**What you are asked to do**
Lines from the first one down to the one containing "- Reworded the" in the data below are the only ones needed; please return them exactly, both ends included.

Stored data
:::

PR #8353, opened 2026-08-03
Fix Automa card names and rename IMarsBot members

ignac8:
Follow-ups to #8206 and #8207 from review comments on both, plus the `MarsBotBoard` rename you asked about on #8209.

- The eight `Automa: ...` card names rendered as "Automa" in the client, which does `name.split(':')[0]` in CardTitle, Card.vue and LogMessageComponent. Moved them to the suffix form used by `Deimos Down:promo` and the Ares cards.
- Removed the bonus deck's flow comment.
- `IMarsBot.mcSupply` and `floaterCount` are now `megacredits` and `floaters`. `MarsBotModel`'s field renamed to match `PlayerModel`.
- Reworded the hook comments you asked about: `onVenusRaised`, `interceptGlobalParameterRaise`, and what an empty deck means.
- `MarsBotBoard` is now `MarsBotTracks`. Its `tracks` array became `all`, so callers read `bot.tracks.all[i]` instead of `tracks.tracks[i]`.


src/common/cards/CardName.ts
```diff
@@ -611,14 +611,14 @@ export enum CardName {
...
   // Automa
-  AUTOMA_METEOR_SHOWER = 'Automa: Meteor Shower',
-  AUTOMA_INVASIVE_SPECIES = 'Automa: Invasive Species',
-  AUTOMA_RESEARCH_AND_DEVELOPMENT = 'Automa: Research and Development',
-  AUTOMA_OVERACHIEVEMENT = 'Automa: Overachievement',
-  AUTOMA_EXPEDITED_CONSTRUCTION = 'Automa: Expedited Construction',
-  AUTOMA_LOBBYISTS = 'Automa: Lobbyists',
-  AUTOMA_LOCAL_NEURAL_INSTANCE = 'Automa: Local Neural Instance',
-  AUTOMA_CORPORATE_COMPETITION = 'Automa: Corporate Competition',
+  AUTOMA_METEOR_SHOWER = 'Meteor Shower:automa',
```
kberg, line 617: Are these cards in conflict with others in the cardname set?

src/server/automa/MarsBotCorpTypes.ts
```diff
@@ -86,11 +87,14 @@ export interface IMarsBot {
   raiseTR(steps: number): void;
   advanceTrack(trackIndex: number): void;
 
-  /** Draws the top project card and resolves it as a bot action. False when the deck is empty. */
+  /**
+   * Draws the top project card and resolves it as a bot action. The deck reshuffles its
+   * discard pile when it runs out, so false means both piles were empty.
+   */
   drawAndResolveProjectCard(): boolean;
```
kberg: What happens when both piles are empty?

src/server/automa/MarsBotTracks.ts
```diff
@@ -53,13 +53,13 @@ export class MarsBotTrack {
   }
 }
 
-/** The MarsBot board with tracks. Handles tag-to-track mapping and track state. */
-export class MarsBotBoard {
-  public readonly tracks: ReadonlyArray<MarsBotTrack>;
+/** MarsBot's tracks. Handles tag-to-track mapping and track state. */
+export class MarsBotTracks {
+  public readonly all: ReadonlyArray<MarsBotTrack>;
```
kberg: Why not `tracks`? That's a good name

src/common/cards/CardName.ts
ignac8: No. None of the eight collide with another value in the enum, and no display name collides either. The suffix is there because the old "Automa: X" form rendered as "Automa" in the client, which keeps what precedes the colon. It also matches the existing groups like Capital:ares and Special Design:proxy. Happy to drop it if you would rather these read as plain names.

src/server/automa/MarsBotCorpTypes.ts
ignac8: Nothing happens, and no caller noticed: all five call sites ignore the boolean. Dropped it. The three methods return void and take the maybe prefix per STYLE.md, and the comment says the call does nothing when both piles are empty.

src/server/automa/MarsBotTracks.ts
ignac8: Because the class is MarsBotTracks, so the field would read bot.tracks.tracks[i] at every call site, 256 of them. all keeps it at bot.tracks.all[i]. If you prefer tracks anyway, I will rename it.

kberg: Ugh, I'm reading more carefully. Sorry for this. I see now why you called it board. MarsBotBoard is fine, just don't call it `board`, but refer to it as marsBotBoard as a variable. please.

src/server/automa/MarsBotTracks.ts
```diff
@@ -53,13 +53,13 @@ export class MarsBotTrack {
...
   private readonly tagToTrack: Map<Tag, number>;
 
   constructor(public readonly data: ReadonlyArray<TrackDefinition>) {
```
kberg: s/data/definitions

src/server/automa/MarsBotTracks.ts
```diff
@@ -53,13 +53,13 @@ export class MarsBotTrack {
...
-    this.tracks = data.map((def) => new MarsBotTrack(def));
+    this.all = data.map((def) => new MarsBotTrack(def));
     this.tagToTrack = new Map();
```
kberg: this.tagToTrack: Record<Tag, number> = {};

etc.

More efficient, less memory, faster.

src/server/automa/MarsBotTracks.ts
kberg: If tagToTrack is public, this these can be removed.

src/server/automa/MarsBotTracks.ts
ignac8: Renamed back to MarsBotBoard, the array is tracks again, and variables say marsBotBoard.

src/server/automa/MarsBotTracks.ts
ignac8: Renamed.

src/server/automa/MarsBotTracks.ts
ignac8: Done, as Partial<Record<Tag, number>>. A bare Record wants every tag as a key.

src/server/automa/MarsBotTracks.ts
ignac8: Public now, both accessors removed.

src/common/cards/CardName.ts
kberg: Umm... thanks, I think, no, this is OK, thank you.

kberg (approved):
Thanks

:::

**Task result**
PR #8353, opened 2026-08-03
Fix Automa card names and rename IMarsBot members

ignac8:
Follow-ups to #8206 and #8207 from review comments on both, plus the `MarsBotBoard` rename you asked about on #8209.

- The eight `Automa: ...` card names rendered as "Automa" in the client, which does `name.split(':')[0]` in CardTitle, Card.vue and LogMessageComponent. Moved them to the suffix form used by `Deimos Down:promo` and the Ares cards.
- Removed the bonus deck's flow comment.
- `IMarsBot.mcSupply` and `floaterCount` are now `megacredits` and `floaters`. `MarsBotModel`'s field renamed to match `PlayerModel`.
- Reworded the hook comments you asked about: `onVenusRaised`, `interceptGlobalParameterRaise`, and what an empty deck means.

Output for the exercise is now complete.